Issue #1622, opened 2026-01-12
[Feature]: Show hostname as a tooltip if elided


Justinzobel:
### Component

Hub

### Describe the feature you would like to see

Currently, a hostname is elided (... at the end if it is too long) but we cannot see the hostname easily).

Add the full hostname as a tooltip on that item.

### Motivation / Use Case

Seeing a full hostname

### Describe how you would like to see this feature implemented

Add the full hostname as a tooltip on that item.

### Category

UI / UX

### Affected Metrics

Other

Fahleen1:
@Justinzobel Can you please tell where is this issue exist I mean attach the screenshot too if possible

Justinzobel:
<img width="651" height="290" alt="Image" src="https://github.com/user-attachments/assets/f88de687-eada-4d34-84e3-f96403c45bbe" />

svenvg93:
This was implemented in #1640. It will be in the next release.

PR #1640, opened 2026-01-14
feat: add tooltip to system name in systems table

Fahleen1:
## 📃 Description

#1622 Add tooltip to system name in systems table for better accessiility

### ➕ Added

- Added tooltip on system hostname for better user experience

## 📷 Screenshots
Screenshot 2026-01-14 at 11 00 42 AM


henrygd:
Good idea, thanks!

This will be in the next release. I did change it to use a title attribute instead of a tooltip, and only shown if the name is truncated.

Issue #1653, opened 2026-01-19
[Bug] SMART_DEVICES doesn't support devices where the type name has a comma


jules2689:
This line https://github.com/henrygd/beszel/blob/031abbfcb3b4f00660fca9080cc8bfd870a938d4/agent/smart.go#L205 simply splits on a comma, but a comma is load bearing on a number of device names for requried arguments (like `jmb39x-q,0`).

The easiest fix is probably to use a separate non-load bearing character as the split (like a `|` character), but I realize that might be hard given that it wouldn't be backwards compatible.

Perhaps an easier approach may be a `SMART_DEVICES_CHAR` to override the split char to be something like a `|`, but defaulting to a comma so it's backwards compatible?

Ultimately I'd like to be able to specify the following:
```
cat /etc/systemd/system/beszel-agent.service
[Unit]
Description=Beszel Agent Service
After=network.target

[Service]
StandardOutput=file:/var/log/beszel.log
StandardError=file:/var/log/beszel.log
Environment="PORT=45877"
Environment="GPU=true"
Environment="SMART_DEVICES=/dev/sdb:jmb39x-q,0" # This line is impacted
Environment="KEY=ssh..."
Environment="EXTRA_FILESYSTEMS=..."
CapabilityBoundingSet=CAP_SYS_RAWIO CAP_SYS_ADMIN
SupplementaryGroups=disk
AmbientCapabilities=CAP_SYS_RAWIO CAP_SYS_ADMIN
ExecStart=/opt/beszel-agent/beszel-agent
User=beszel
Restart=always
RestartSec=5

[Install]
WantedBy=multi-user.target
```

-- -- --

**AIM OF THE EXERCISE**
Nothing but the lines holding the word "target" should be returned from the listing above.

**EXERCISE RESPONSE**
After=network.target
WantedBy=multi-user.target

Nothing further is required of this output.